===== EXERCISE INPUT =====

Issue #544, opened 2025-04-07
GPU error in `terminal_velocity`


charleskawczynski:
Reproducer:

```julia
FT = Float32
ENV["CLIMACOMMS_DEVICE"]="CUDA";
import ClimaComms
ClimaComms.@import_required_backends
import CloudMicrophysics
import CloudMicrophysics.Microphysics1M as CM1
function do_work(ᶜwᵣ, pr, rain, ρ, ρq_rai)
    @. ᶜwᵣ = CM1.terminal_velocity(
        pr,
        rain, #cmp.tv.rain,
        ρ,
        max(zero(ρ), ρq_rai / ρ),
    )
end

pr = CloudMicrophysics.Parameters.Rain{Float32, CloudMicrophysics.Parameters.ParticlePDFIceRain{Float32}, CloudMicrophysics.Parameters.ParticleMass{Float32}, CloudMicrophysics.Parameters.ParticleArea{Float32}, CloudMicrophysics.Parameters.Ventilation{Float32}, CloudMicrophysics.Parameters.Acnv1M{Float32}}(CloudMicrophysics.Parameters.ParticlePDFIceRain{Float32}(1.6f7), CloudMicrophysics.Parameters.ParticleMass{Float32}(0.001f0, 4.188791f-6, 3.0f0, 0.0f0, 1.0f0), CloudMicrophysics.Parameters.ParticleArea{Float32}(3.1415932f-6, 2.0f0, 0.0f0, 1.0f0), CloudMicrophysics.Parameters.Ventilation{Float32}(1.5f0, 0.53f0), CloudMicrophysics.Parameters.Acnv1M{Float32}(1000.0f0, 0.0005f0, 2.0f0), 0.001f0)
rain = CloudMicrophysics.Parameters.Chen2022VelTypeRain{Float32, 3}(0.115231f0, (0.044612f0, -0.263166f0, 4.7178f0), -0.47335f0, (2.2955f0, 2.2955f0, 1.1451f0), 0.038465f0, (0.0f0, 0.184325f0, 0.184325f0));

ρ = ones(FT, 3);
ᶜwᵣ = zeros(FT, 3);
ρq_rai = ones(FT, 3) .* FT(1e-6);
AT = ClimaComms.array_type(ClimaComms.device());
do_work(AT(ᶜwᵣ), pr, rain, AT(ρ), AT(ρq_rai))
```

PR #558, opened 2025-05-07
functionalizing particle operations

haakon-e:
## Purpose
This pull request introduces several improvements and refactorings to the `src/Common.jl`, `src/Microphysics2M.jl`, and `src/P3_terminal_velocity.jl` files, focusing on code clarity, reusability, and performance. Key changes include refactoring terminal velocity computations, improving documentation for functions, and introducing new utility functions for particle size distributions and ventilation factor.

A common pattern that is now introduced for functions that can be evaluated at specific diameters `D` is to have them return a function in `D` by default[^1]:
```julia
function particle_function(state, vel, aps)
    (a, b) = get_coeffs(state, vel, aps)
    func(D) = D^a * exp( - b * D)
end
function particle_function(state, vel, aps, D)
    func = particle_function(state, vel, aps) 
    return func(D)
end
```

### `Common.jl`
- Updated docs for Chen2022 Table coefficients + precompute `log` when it is used frequently.
- Added `liquid_particle_terminal_velocity` (replacement for, now removed `rain_particle_terminal_velocity` in `Microphysics2M.jl`) with an additional signature that returns a function, as described above.

### `Microphysics2M.jl`
- Removed `FT` where not necessary.
- Updated docstrings
- Added "functionalized" version of `size_distribution` (as above)
- Added function for ventilation factor (useful for a future PR)

### `P3_terminal_velocity.jl`
- Added "functionalized" version of `ice_particle_terminal_velocity` (as above)
- Removed `p3_particle_terminal_velocity` (will add back once we return to liquid fraction)
- Removed `velocity_difference` (Not really needed)

### `src/parameters/Microphysics2M.jl`
- Added a constant alias for the union of `RainParticlePDF_SB2006` and `RainParticlePDF_SB2006_limited`.

----

[^1]: We could consider not having the signature that evaluates directly, for simplicity. Either way is fine with me.

### DIFF
--- a/src/Common.jl
+++ b/src/Common.jl
@@ -210,16 +210,15 @@ end
 """
     Chen2022_vel_coeffs_B1(coeffs, ρₐ)
 
- - coeffs - a struct with terminal velocity free parameters
- - ρₐ - air density
-
 Returns the coefficients from Table B1 Appendix B in Chen et al 2022
+
+# Arguments
+ - `coeffs`: a struct with terminal velocity free parameters
+ - `ρₐ`: air density [kg/m³]
+
 DOI: 10.1016/j.atmosres.2022.106171
 """
-function Chen2022_vel_coeffs_B1(
-    coeffs::CMP.Chen2022VelTypeRain,
-    ρₐ::FT,
-) where {FT}
+function Chen2022_vel_coeffs_B1(coeffs::CMP.Chen2022VelTypeRain, ρₐ)
     (; ρ0, a, a3_pow, b, b_ρ, c) = coeffs
     # Table B1
     q = exp(ρ0 * ρₐ)
@@ -235,11 +234,13 @@ end
 """
     Chen2022_vel_coeffs_B2(coeffs, ρₐ, ρᵢ)
 
- - coeffs - a struct with terminal velocity free parameters
- - ρₐ - air density
- - ρᵢ - apparent density of ice particles
-
 Returns the coefficients from Table B2 Appendix B in Chen et al 2022
+
+# Arguments
+ - `coeffs`: a struct with terminal velocity free parameters
+ - `ρₐ`: air density [kg/m³]
+ - `ρᵢ`: apparent density of ice particles [kg/m³]
+
 DOI: 10.1016/j.atmosres.2022.106171
 """
 function Chen2022_vel_coeffs_B2(
@@ -249,12 +250,13 @@ function Chen2022_vel_coeffs_B2(
 ) where {FT}
     (; A, B, C, E, F, G) = coeffs
     # Table B3
-    As = A[2] * (log(ρᵢ))^2 − A[3] * log(ρᵢ) + A[1]
-    Bs = FT(1) / (B[1] + B[2] * log(ρᵢ) + B[3] / sqrt(ρᵢ))
+    log_ρᵢ = log(ρᵢ)
+    As = A[2] * log_ρᵢ^2 − A[3] * log_ρᵢ + A[1]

=====

### YOUR GOAL
Nothing in the records should differ from the original when you retype them.

### COMPLETED EXERCISE
Issue #544, opened 2025-04-07
GPU error in `terminal_velocity`


charleskawczynski:
Reproducer:

```julia
FT = Float32
ENV["CLIMACOMMS_DEVICE"]="CUDA";
import ClimaComms
ClimaComms.@import_required_backends
import CloudMicrophysics
import CloudMicrophysics.Microphysics1M as CM1
function do_work(ᶜwᵣ, pr, rain, ρ, ρq_rai)
    @. ᶜwᵣ = CM1.terminal_velocity(
        pr,
        rain, #cmp.tv.rain,
        ρ,
        max(zero(ρ), ρq_rai / ρ),
    )
end

pr = CloudMicrophysics.Parameters.Rain{Float32, CloudMicrophysics.Parameters.ParticlePDFIceRain{Float32}, CloudMicrophysics.Parameters.ParticleMass{Float32}, CloudMicrophysics.Parameters.ParticleArea{Float32}, CloudMicrophysics.Parameters.Ventilation{Float32}, CloudMicrophysics.Parameters.Acnv1M{Float32}}(CloudMicrophysics.Parameters.ParticlePDFIceRain{Float32}(1.6f7), CloudMicrophysics.Parameters.ParticleMass{Float32}(0.001f0, 4.188791f-6, 3.0f0, 0.0f0, 1.0f0), CloudMicrophysics.Parameters.ParticleArea{Float32}(3.1415932f-6, 2.0f0, 0.0f0, 1.0f0), CloudMicrophysics.Parameters.Ventilation{Float32}(1.5f0, 0.53f0), CloudMicrophysics.Parameters.Acnv1M{Float32}(1000.0f0, 0.0005f0, 2.0f0), 0.001f0)
rain = CloudMicrophysics.Parameters.Chen2022VelTypeRain{Float32, 3}(0.115231f0, (0.044612f0, -0.263166f0, 4.7178f0), -0.47335f0, (2.2955f0, 2.2955f0, 1.1451f0), 0.038465f0, (0.0f0, 0.184325f0, 0.184325f0));

ρ = ones(FT, 3);
ᶜwᵣ = zeros(FT, 3);
ρq_rai = ones(FT, 3) .* FT(1e-6);
AT = ClimaComms.array_type(ClimaComms.device());
do_work(AT(ᶜwᵣ), pr, rain, AT(ρ), AT(ρq_rai))
```

PR #558, opened 2025-05-07
functionalizing particle operations

haakon-e:
## Purpose
This pull request introduces several improvements and refactorings to the `src/Common.jl`, `src/Microphysics2M.jl`, and `src/P3_terminal_velocity.jl` files, focusing on code clarity, reusability, and performance. Key changes include refactoring terminal velocity computations, improving documentation for functions, and introducing new utility functions for particle size distributions and ventilation factor.

A common pattern that is now introduced for functions that can be evaluated at specific diameters `D` is to have them return a function in `D` by default[^1]:
```julia
function particle_function(state, vel, aps)
    (a, b) = get_coeffs(state, vel, aps)
    func(D) = D^a * exp( - b * D)
end
function particle_function(state, vel, aps, D)
    func = particle_function(state, vel, aps) 
    return func(D)
end
```

### `Common.jl`
- Updated docs for Chen2022 Table coefficients + precompute `log` when it is used frequently.
- Added `liquid_particle_terminal_velocity` (replacement for, now removed `rain_particle_terminal_velocity` in `Microphysics2M.jl`) with an additional signature that returns a function, as described above.

### `Microphysics2M.jl`
- Removed `FT` where not necessary.
- Updated docstrings
- Added "functionalized" version of `size_distribution` (as above)
- Added function for ventilation factor (useful for a future PR)

### `P3_terminal_velocity.jl`
- Added "functionalized" version of `ice_particle_terminal_velocity` (as above)
- Removed `p3_particle_terminal_velocity` (will add back once we return to liquid fraction)
- Removed `velocity_difference` (Not really needed)

### `src/parameters/Microphysics2M.jl`
- Added a constant alias for the union of `RainParticlePDF_SB2006` and `RainParticlePDF_SB2006_limited`.

----

[^1]: We could consider not having the signature that evaluates directly, for simplicity. Either way is fine with me.

### DIFF
--- a/src/Common.jl
+++ b/src/Common.jl
@@ -210,16 +210,15 @@ end
 """
     Chen2022_vel_coeffs_B1(coeffs, ρₐ)
 
- - coeffs - a struct with terminal velocity free parameters
- - ρₐ - air density
-
 Returns the coefficients from Table B1 Appendix B in Chen et al 2022
+
+# Arguments
+ - `coeffs`: a struct with terminal velocity free parameters
+ - `ρₐ`: air density [kg/m³]
+
 DOI: 10.1016/j.atmosres.2022.106171
 """
-function Chen2022_vel_coeffs_B1(
-    coeffs::CMP.Chen2022VelTypeRain,
-    ρₐ::FT,
-) where {FT}
+function Chen2022_vel_coeffs_B1(coeffs::CMP.Chen2022VelTypeRain, ρₐ)
     (; ρ0, a, a3_pow, b, b_ρ, c) = coeffs
     # Table B1
     q = exp(ρ0 * ρₐ)
@@ -235,11 +234,13 @@ end
 """
     Chen2022_vel_coeffs_B2(coeffs, ρₐ, ρᵢ)
 
- - coeffs - a struct with terminal velocity free parameters
- - ρₐ - air density
- - ρᵢ - apparent density of ice particles
-
 Returns the coefficients from Table B2 Appendix B in Chen et al 2022
+
+# Arguments
+ - `coeffs`: a struct with terminal velocity free parameters
+ - `ρₐ`: air density [kg/m³]
+ - `ρᵢ`: apparent density of ice particles [kg/m³]
+
 DOI: 10.1016/j.atmosres.2022.106171
 """
 function Chen2022_vel_coeffs_B2(
@@ -249,12 +250,13 @@ function Chen2022_vel_coeffs_B2(
 ) where {FT}
     (; A, B, C, E, F, G) = coeffs
     # Table B3
-    As = A[2] * (log(ρᵢ))^2 − A[3] * log(ρᵢ) + A[1]
-    Bs = FT(1) / (B[1] + B[2] * log(ρᵢ) + B[3] / sqrt(ρᵢ))
+    log_ρᵢ = log(ρᵢ)
+    As = A[2] * log_ρᵢ^2 − A[3] * log_ρᵢ + A[1]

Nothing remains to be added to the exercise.